# Quadra-Fire gas stove exploded!!!



## Michkg2000 (Feb 6, 2018)

So I am new to this and looking to heat my back garage. Bought a used Columbia Bay Quadra-fire Aladdin stove. Hooked it up it work for a week on my LP. Then it would light from the pilot and run for a minute the shut off. After that I lit the pilot again and the pilot would not say lit. Let it sit for and hour start over and the same results it would run for a minute the nothing.......

So then I called the repair guy from a dealer of these. He came out replaced the pilot light. Then it turns out it never had an LP conversion kit installed.  He installed it. Reset logs started it up worked fine. That’s were everything went south. He put the glass back on and reconnect the direct vent. The pilot was lit and turned on the switch. The stoves didn’t light. He turned the switch off then on again. Then nothing. Then BOOM!! It shattered all the glass blew the door off about 10 feet. The metal rails in the door that glass seals to are bent. We were luck we were not hurt standing there.  I don’t know what went wrong.  So then I get a bill for 198 bucks. I just bought all the pipe from him about 400 bucks a month ago....... what do I do?  I know I didn’t have a 4000 stove but he is a professional and blew up my
Stove like a grenade???? I feel like I should get something. Am I wrong?  Please help.


----------



## Uncle Threge (Feb 7, 2018)

Michkg2000 said:


> So I am new to this and looking to heat my back garage. Bought a used Columbia Bay Quadra-fire Aladdin stove. Hooked it up it work for a week on my LP. Then it would light from the pilot and run for a minute the shut off. After that I lit the pilot again and the pilot would not say lit. Let it sit for and hour start over and the same results it would run for a minute the nothing.......
> 
> So then I called the repair guy from a dealer of these. He came out replaced the pilot light. Then it turns out it never had an LP conversion kit installed.  He installed it. Reset logs started it up worked fine. That’s were everything went south. He put the glass back on and reconnect the direct vent. The pilot was lit and turned on the switch. The stoves didn’t light. He turned the switch off then on again. Then nothing. Then BOOM!! It shattered all the glass blew the door off about 10 feet. The metal rails in the door that glass seals to are bent. We were luck we were not hurt standing there.  I don’t know what went wrong.  So then I get a bill for 198 bucks. I just bought all the pipe from him about 400 bucks a month ago....... what do I do?  I know I didn’t have a 4000 stove but he is a professional and blew up my
> Stove like a grenade???? I feel like I should get something. Am I wrong?  Please help.

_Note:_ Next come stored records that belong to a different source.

PR #735, opened 2016-11-09
Structure for test projects & dependency updates

markoer:
added new dependencies: mockito, objenesis
updated junit and hamcrest versions

Signed-off-by: markoer <marko.erker@comtrade.com>

### DIFF
--- a/kura/manifest_pom.xml
+++ b/kura/manifest_pom.xml
@@ -73,6 +73,7 @@
         <module>org.eclipse.kura.windows.command</module>
         <module>org.eclipse.kura.windows.clock</module>
         <module>examples</module>
+        <module>test</module>
     </modules>
 
     <properties>
@@ -117,7 +118,7 @@
                 <repository>
                     <id>p2-repo-equinox_3.8.1</id>
                     <layout>p2</layout>
-                    <url>file:///${kura.basedir}/target-definition/equinox_3.8.1/repository/</url>
+                    <url>file:////${kura.basedir}/target-definition/equinox_3.8.1/repository/</url>
                 </repository>
             </repositories>
         </profile>
@@ -133,7 +134,7 @@
                 <repository>
                     <id>p2-repo-equinox_3.8.1</id>
                     <layout>p2</layout>
-                    <url>file:///${kura.basedir}/target-definition/equinox_3.8.1/repository/</url>
+                    <url>file:////${kura.basedir}/target-definition/equinox_3.8.1/repository/</url>
                 </repository>
             </repositories>
         </profile>
@@ -188,7 +189,7 @@
         <repository>
             <id>p2-repo-common</id>
             <layout>p2</layout>
-            <url>file:///${kura.basedir}/target-definition/common/repository/</url>
+            <url>file:////${kura.basedir}/target-definition/common/repository/</url>
         </repository>
         <repository>
             <id>kura_addons</id>
--- a/kura/test/org.eclipse.kura.core.testutil/META-INF/MANIFEST.MF
+++ b/kura/test/org.eclipse.kura.core.testutil/META-INF/MANIFEST.MF
@@ -1,0 +1,11 @@
+Manifest-Version: 1.0
+Bundle-ManifestVersion: 2
+Bundle-Name: org.eclipse.kura.core.testutil
+Bundle-SymbolicName: org.eclipse.kura.core.testutil;singleton:=true
+Bundle-Version: 1.0.0.qualifier
+Bundle-Vendor: Eclipse Kura
+Bundle-RequiredExecutionEnvironment: JavaSE-1.6
+Import-Package: org.slf4j;version="1.6.4"
+Bundle-ActivationPolicy: lazy
+Comment: Unit testing utilities
+Export-Package: org.eclipse.kura.core.testutil
--- a/kura/test/org.eclipse.kura.core.testutil/pom.xml
+++ b/kura/test/org.eclipse.kura.core.testutil/pom.xml
@@ -1,0 +1,29 @@
+<?xml version="1.0" encoding="UTF-8"?>
+<!--
+
+Copyright (c) 2016 Eurotech and/or its affiliates and others
+
+  All rights reserved. This program and the accompanying materials
+  are made available under the terms of the Eclipse Public License v1.0
+  which accompanies this distribution, and is available at
+  http://www.eclipse.org/legal/epl-v10.html
+
+-->
+<project xmlns="http://maven.apache.org/POM/4.0.0" xmlns:xsi="http://www.w3.org/2001/XMLSchema-instance"
+    xsi:schemaLocation="http://maven.apache.org/POM/4.0.0 http://maven.apache.org/xsd/maven-4.0.0.xsd">
+    <modelVersion>4.0.0</modelVersion>
+
+    <parent>
+        <groupId>org.eclipse.kura</groupId>
+        <artifactId>test</artifactId>
+        <version>2.1.0-SNAPSHOT</version>
+    </parent>
+
+    <artifactId>org.eclipse.kura.core.testutil</artifactId>
+    <packaging>eclipse-plugin</packaging>
+    <version>1.0.0-SNAPSHOT</version>
+
+    <properties>
+        <kura.basedir>${project.basedir}/../..</kura.basedir>
+    </properties>
+</project>
--- a/kura/test/org.eclipse.kura.core.testutil/src/main/java/org/eclipse/kura/core/testutil/TestUtil.java
+++ b/kura/test/org.eclipse.kura.core.testutil/src/main/java/org/eclipse/kura/core/testutil/TestUtil.java
@@ -1,0 +1,113 @@
+/*******************************************************************************
+ * Copyright (c) 2016 Eurotech and/or its affiliates and others
+ *
+ *   All rights reserved. This program and the accompanying materials
+ *   are made available under the terms of the Eclipse Public License v1.0
+ *   which accompanies this distribution, and is available at
+ *   http://www.eclipse.org/legal/epl-v10.html
+ ******************************************************************************/
+package org.eclipse.kura.core.testutil;
+
+import java.lang.reflect.Field;
+import java.lang.reflect.InvocationTargetException;
+import java.lang.reflect.Method;
+
+import org.slf4j.Logger;
+import org.slf4j.LoggerFactory;
+
+public class TestUtil {
+
+    private static final Logger logger = LoggerFactory.getLogger(TestUtil.class);
+
+    private static Field getField(Object svc, String fieldName) throws NoSuchFieldException {
+        Field field = null;
+        Class clazz = svc.getClass();
+        while (!(clazz == Object.class || field != null)) {
+            try {
+                field = clazz.getDeclaredField(fieldName);
+                break;
+            } catch (NoSuchFieldException e) {
+                // don't worry about it, here
+            }
+            clazz = clazz.getSuperclass();
+        }
+
+        if (field == null) {
+            throw new NoSuchFieldException(String.format("Field not found: %s", fieldName));
+        }
+
+        return field;
+    }
+
+    public static Object getFieldValue(Object svc, String fieldName) throws NoSuchFieldException {
+        Object result = null;
+
+        Field field = getField(svc, fieldName);
+
+        try {
+            field.setAccessible(true);
+            result = field.get(svc);
+        } catch (IllegalArgumentException e) {
+            logger.warn(e.getMessage(), e);
+        } catch (IllegalAccessException e) {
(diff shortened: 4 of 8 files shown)


cdealti:
@markoer you don't need to delete and recreate the PR due to my review.
Just fix and rebase your pull request local branch and update the PR with ``git push -f origin test_structure``

kura/test/org.eclipse.kura.core.testutil/META-INF/MANIFEST.MF
```diff
@@ -0,0 +1,16 @@
+Manifest-Version: 1.0
+Bundle-ManifestVersion: 2
+Bundle-Name: org.eclipse.kura.core.testutil
+Bundle-SymbolicName: org.eclipse.kura.core.testutil;singleton:=true
+Bundle-Version: 1.0.0.qualifier
+Bundle-Vendor: Eclipse Kura
+Bundle-RequiredExecutionEnvironment: JavaSE-1.6
+Import-Package: javax.comm,
+ junit.framework,
```
ctron: Shouldn't we got for `org.junit` instead of this one?

kura/test/org.eclipse.kura.core.testutil/META-INF/MANIFEST.MF
```diff
@@ -0,0 +1,16 @@
...
+ org.junit,
+ org.slf4j;version="1.6.4"
+Bundle-ActivationPolicy: lazy
+Comment: Unit testing utilities
+Require-Bundle: org.junit;bundle-version="4.12.0",
```
ctron: There is only one case where a bundle import may be necessary. Sometimes Tycho Surefire gets confused when the test suite is actually a fragment. Then it **may** be necessary to resort to bundle imports. But in general package imports should be preferred!

kura/test/org.eclipse.kura.core.testutil/about_files/epl-v10.html
```diff
@@ -0,0 +1,261 @@
+<?xml version="1.0" encoding="ISO-8859-1" ?>
```
ctron: That file is only needed for products, not for bundles.

kura/test/org.eclipse.kura.core.testutil/pom.xml
```diff
@@ -0,0 +1,32 @@
+<?xml version="1.0" encoding="UTF-8"?>
+<!--
+
+    Copyright (c) 2011, 2016 Eurotech and/or its affiliates
```
ctron: Please correct the year. Unless this file was created in 2011.

kura/test/org.eclipse.kura.core.testutil/src/main/java/org/eclipse/kura/core/testutil/TestUtil.java
```diff
@@ -0,0 +1,114 @@
...
+            logger.warn(e.getMessage(), e);
+        }
+
+        return result;
+    }
+
+    private static Method getMethod(Object svc, String methodName, Class... paramTypes) throws NoSuchMethodException {
+        Method method = null;
+        Class<?> clazz = svc.getClass();
+        hwile: while (!(clazz == Object.class || method != null)) {
```
ctron: typo: "hwile"

kura/test/org.eclipse.kura.core.testutil/src/main/java/org/eclipse/kura/core/testutil/TestUtil.java
```diff
@@ -0,0 +1,114 @@
...
+        } catch (IllegalAccessException e) {
+            logger.warn(e.getMessage(), e);
+        } catch (NoSuchFieldException e) {
+            logger.warn(e.getMessage(), e);
+        }
+
+        return result;
+    }
+
+    private static Method getMethod(Object svc, String methodName, Class... paramTypes) throws NoSuchMethodException {
```
ctron: Why not simply use Class#getMethod? [1]

[1] https://docs.oracle.com/javase/7/docs/api/java/lang/Class.html#getMethod%28java.lang.String,%20java.lang.Class...%29

markoer:
I so hoped this wouldn't ruin my peaceful weekend :(

kura/manifest_pom.xml
```diff
@@ -117,7 +118,7 @@
                 <repository>
                     <id>p2-repo-equinox_3.8.1</id>
                     <layout>p2</layout>
-                    <url>file:///${kura.basedir}/target-definition/equinox_3.8.1/repository/</url>
+                    <url>file:////${kura.basedir}/target-definition/equinox_3.8.1/repository/</url>
```
markoer: It doesn't work with only 3, so, yes, it looks like it...

kura/test/org.eclipse.kura.core.testutil/META-INF/MANIFEST.MF
markoer: OK

kura/test/org.eclipse.kura.core.testutil/pom.xml
```diff
@@ -0,0 +1,32 @@
...
+
+     All rights reserved. This program and the accompanying materials
+     are made available under the terms of the Eclipse Public License v1.0
+     which accompanies this distribution, and is available at
+     http://www.eclipse.org/legal/epl-v10.html
+
+    Contributors:
+      Eurotech
+
```
markoer: OK

kura/test/org.eclipse.kura.core.testutil/src/main/java/org/eclipse/kura/core/testutil/TestUtil.java
```diff
@@ -0,0 +1,114 @@
...
+            try {
+                field = clazz.getDeclaredField(fieldName);
+                break;
+            } catch (NoSuchFieldException e) {
+            }
+            clazz = clazz.getSuperclass();
+        }
+
+        if (field == null) {
+            throw new NoSuchFieldException("Field not found");
```
markoer: OK...

kura/test/org.eclipse.kura.core.testutil/src/main/java/org/eclipse/kura/core/testutil/TestUtil.java
```diff
@@ -0,0 +1,114 @@
...
+        }
+
+        return result;
+    }
+
+    private static Method getMethod(Object svc, String methodName, Class... paramTypes) throws NoSuchMethodException {
+        Method method = null;
+        Class<?> clazz = svc.getClass();
+        hwile: while (!(clazz == Object.class || method != null)) {
+            // method = clazz.getDeclaredMethod(methodName);
```
markoer: why not...

kura/test/org.eclipse.kura.core.testutil/src/main/java/org/eclipse/kura/core/testutil/TestUtil.java
```diff
@@ -0,0 +1,114 @@
...
+
+    public static Object invokePrivate(Object svc, String methodName, Object... params) throws Throwable {
+        Method method = getMethod(svc, methodName);
+
+        method.setAccessible(true);
+
+        try {
+            Object result = method.invoke(svc, params);
+            return result;
+        } catch (IllegalAccessException e) {
```
markoer: yes
some are harmless and some actually report a problem

kura/test/pom.xml
```diff
@@ -0,0 +1,99 @@
...
+            </plugin>
+        </plugins>
+    </build>
+
+    <properties>
+        <kura.basedir>${project.basedir}/..</kura.basedir>
+    </properties>
+
+    <modules>
+<!--
```
markoer: remove what? modules or properties?

target-platform/p2-repo-common/pom.xml
```diff
@@ -221,6 +221,23 @@
...
+									<groupId>org.mockito</groupId>
+									<artifactId>mockito-core</artifactId>
+									<version>${mockito-core.version}</version>
+								</artifactItem>
+								<artifactItem>
+									<groupId>org.objenesis</groupId>
+									<artifactId>objenesis</artifactId>
+									<version>${objenesis.version}</version>
+								</artifactItem>
+<!--
```
markoer: not really sure why, but OK

kura/test/org.eclipse.kura.core.testutil/META-INF/MANIFEST.MF
markoer: will clean up...

kura/test/org.eclipse.kura.core.testutil/about_files/epl-v10.html
markoer: good to know, will remove it

kura/test/org.eclipse.kura.core.testutil/pom.xml
markoer: it's a copy of a file created then :)
will replace this header

kura/test/org.eclipse.kura.core.testutil/src/main/java/org/eclipse/kura/core/testutil/TestUtil.java
markoer: getMethod only returns public methods which this class has no interest whatsoever in. getDeclaredMethod is the closest that might do, but it doesn't since it requires parameter types to be specified, if method takes them. And the plan is not to complicate invocation where only one method of that name is available.

kura/test/org.eclipse.kura.core.testutil/src/main/java/org/eclipse/kura/core/testutil/TestUtil.java
markoer: Intentional, as is e.g. clazz from one line above: 'while' is a reserved word and cannot be used as a label.

kura/test/org.eclipse.kura.core.testutil/src/main/java/org/eclipse/kura/core/testutil/TestUtil.java
ctron: Understood. And why do you need to call private methods?

kura/test/org.eclipse.kura.core.testutil/src/main/java/org/eclipse/kura/core/testutil/TestUtil.java
ctron: I am just trying to understand what you are doing here. To meed this all seems totally overcomplicated.

Why not use a simple `equals` comparison and simple return the method:

```java
Class<?> clazz = svc.getClass();

while (clazz != Object.class) {
    Method[] methods = clazz.getDeclaredMethods();
    for (Method m : methods) {
        if (m.getName().equals(methodName)) {
            return m;
        }
    }
    clazz = clazz.getSuperclass();
}

throw new NoSuchMethodException(String.format("Method not found: %s", methodName));
```

With Java 8 this may still be broken since interfaces can have methods as well, so you would need to iterate over all interfaces in addition. Checking which ones you already traversed.

So do you really need this. Or can't you at least take some library which already implements that?

kura/test/org.eclipse.kura.core.testutil/src/main/java/org/eclipse/kura/core/testutil/TestUtil.java
markoer: To test them...

kura/test/org.eclipse.kura.core.testutil/src/main/java/org/eclipse/kura/core/testutil/TestUtil.java
markoer: You will understand my reasons with the next pull request when this method is extended. It is not enough to simply return the method there. Parameters will be checked after a potential method is found.
And as far as I know, Kura is Java 6.

ctron: So maybe we should wait reviewing this PR until it is complete?

Kura is Java 8 -> https://github.com/eclipse/kura/blob/develop/README.md#system-requirements

cdealti:
@ctron can you please dismiss your review so that we can merge this PR?
I know that @markoer will push more stuff in the testing area and it's likely this first contribution can be later improved. I'd like to have this merged today.

@markoer at the end of the review please consider squashing your commits into a single commit and rebase your branch against upstream/develop. There must not be merge commits in your pull request.
About your commits messages, please follow these [guidelines](https://dev.eclipse.org/mhonarc/lists/kura-dev/msg00689.html)

cdealti:
@markoer the last two commits shouldn't be there (I don't believe you touched the files of a12665b).
Can you please try rebasing again?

Sorry to hear about your exploding stove. Here is what I would Do. DO Not let your repairman disassemble the stove to see what went wrong. Hire another fireplace company to do a inspection on the stove to see whether the conversion was done properly. Check to see that the correct parts were used i.e. proper l.p. pilot orifice, regulator, burner orifice and burner if required by manufacturer to change. Check for proper venting. My guess is if this was all done properly the tech did not get the burner tube mounted back on the burner oriface properly. Propane being heavier the nat gas then filled the lower part of the stove every time he turned on the switch. when the gas finally reached the pilot it exploded due to an over load of fuel. I would speak with the owner of the company you hired and calmly try to work something out. Document everything while its fresh in your mind. They should have liability insurance for something like this.


----------



## Michkg2000 (Feb 7, 2018)

Thanks for the response. The tech left after it happened. He took the door with him to see if it was available anymore.  I called to talk to the owner today, he was not there this afternoon.  I explained what happened last night to the woman on the phone. She said she had not heard anything about a stove exploding.  She said will be forwarding this message to the owner right away.  I was calm I’m not to the point where I’m angry.  The stove is in a detached garage. The parts for the LP conversation were in a bag with the stove when I got it.  He did install them but I double checked the size of the orifice that he installed was about .0606 ID and the one he removed measured .1030 ID.  These measures were taken with a caliper.  I hope to hear from them by the end of the day.  Now the idea that the burner wasn’t all the way in does make sense to me. I will call another place and see what they say about inspecting the LP conversion.


----------



## Michkg2000 (Feb 7, 2018)

So I talk to the owner and he said they are looking for parts. I got the feeling that they are going to want me to pay for parts. Again I don’t think I am responsible for any of this.  The stove exploded when the technician was working on it.


----------



## Uncle Threge (Feb 8, 2018)

Michkg2000 said:


> So I talk to the owner and he said they are looking for parts. I got the feeling that they are going to want me to pay for parts. Again I don’t think I am responsible for any of this.  The stove exploded when the technician was working on it.


Well like i said before, document every thing that happened and every conversation that you have (had). Sometimes parts get broken while being worked on from being old, rusty, fatigued etc. in that case a customer would be expected to pay for the part. In your case i recommended another company inspect the work that was done. I would expect the business owner to replace the part at his cost if they were negligent. I certainly would not offer to to pay the service bill or for the parts until something is worked out. When the service tech agreed to work on the fireplace i believe they assume some liability. If it was not installed to your local codes he should have refused. Maybe you agree to pay for the parts at his cost and he writes off the service charges ?


----------



## Michkg2000 (Feb 9, 2018)

Looks like they are going to replace the stove with an older model they have at the store. We discussed payment and it is was asked that I would pay the amount for the new pilot that was installed on my stove.  I am happy with this outcome as long as this all works out. Will update later.


----------



## k0wtz (Feb 15, 2018)

not the best solution but if you get heat a good deal then!!


----------